TRY IT
Print each line from the start of the records below up through the line where "there's a document)" is found, exactly as given.

DATA FOR REVIEW
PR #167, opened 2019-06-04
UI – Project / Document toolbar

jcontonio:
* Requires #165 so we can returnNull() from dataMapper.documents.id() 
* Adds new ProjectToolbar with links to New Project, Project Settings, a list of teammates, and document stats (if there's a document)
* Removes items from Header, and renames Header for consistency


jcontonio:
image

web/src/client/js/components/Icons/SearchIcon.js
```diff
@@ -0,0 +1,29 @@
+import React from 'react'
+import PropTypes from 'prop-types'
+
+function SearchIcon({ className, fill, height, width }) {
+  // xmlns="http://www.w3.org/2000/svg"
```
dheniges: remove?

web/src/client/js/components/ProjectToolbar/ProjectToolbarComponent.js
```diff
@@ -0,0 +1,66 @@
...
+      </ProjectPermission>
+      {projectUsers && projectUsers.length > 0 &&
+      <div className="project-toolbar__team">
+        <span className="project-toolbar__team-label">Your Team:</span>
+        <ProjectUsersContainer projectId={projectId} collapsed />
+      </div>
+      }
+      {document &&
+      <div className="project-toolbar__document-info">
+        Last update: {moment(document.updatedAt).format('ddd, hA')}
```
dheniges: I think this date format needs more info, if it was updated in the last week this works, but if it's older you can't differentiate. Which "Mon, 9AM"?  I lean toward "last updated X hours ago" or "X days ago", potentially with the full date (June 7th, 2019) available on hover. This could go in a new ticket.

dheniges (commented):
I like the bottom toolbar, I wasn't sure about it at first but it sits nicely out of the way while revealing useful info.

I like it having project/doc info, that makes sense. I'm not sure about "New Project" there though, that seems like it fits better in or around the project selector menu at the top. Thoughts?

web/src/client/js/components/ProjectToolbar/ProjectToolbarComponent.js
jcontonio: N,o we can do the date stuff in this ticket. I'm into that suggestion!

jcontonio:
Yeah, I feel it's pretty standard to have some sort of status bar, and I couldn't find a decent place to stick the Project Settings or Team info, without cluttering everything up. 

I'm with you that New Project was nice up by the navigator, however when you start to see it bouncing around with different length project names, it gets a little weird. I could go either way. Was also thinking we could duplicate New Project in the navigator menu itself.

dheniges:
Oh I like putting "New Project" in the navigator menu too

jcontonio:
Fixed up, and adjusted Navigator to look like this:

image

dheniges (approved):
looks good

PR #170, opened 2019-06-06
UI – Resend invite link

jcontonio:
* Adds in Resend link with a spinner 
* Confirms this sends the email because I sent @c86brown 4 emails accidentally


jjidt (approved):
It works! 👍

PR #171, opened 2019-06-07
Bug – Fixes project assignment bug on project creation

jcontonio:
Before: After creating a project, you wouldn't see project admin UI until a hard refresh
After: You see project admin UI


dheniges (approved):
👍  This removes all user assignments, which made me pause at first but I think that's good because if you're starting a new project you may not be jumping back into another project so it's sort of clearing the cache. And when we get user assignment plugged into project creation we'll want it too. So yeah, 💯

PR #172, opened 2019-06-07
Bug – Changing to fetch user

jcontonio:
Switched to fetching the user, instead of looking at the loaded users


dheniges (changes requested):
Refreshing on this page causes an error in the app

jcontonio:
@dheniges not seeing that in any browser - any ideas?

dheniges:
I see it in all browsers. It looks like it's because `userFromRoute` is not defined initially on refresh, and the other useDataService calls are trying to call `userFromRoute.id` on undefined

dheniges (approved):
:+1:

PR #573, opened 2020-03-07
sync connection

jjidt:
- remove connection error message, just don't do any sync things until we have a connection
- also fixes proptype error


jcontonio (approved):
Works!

RESPONSE
PR #167, opened 2019-06-04
UI – Project / Document toolbar

jcontonio:
* Requires #165 so we can returnNull() from dataMapper.documents.id() 
* Adds new ProjectToolbar with links to New Project, Project Settings, a list of teammates, and document stats (if there's a document)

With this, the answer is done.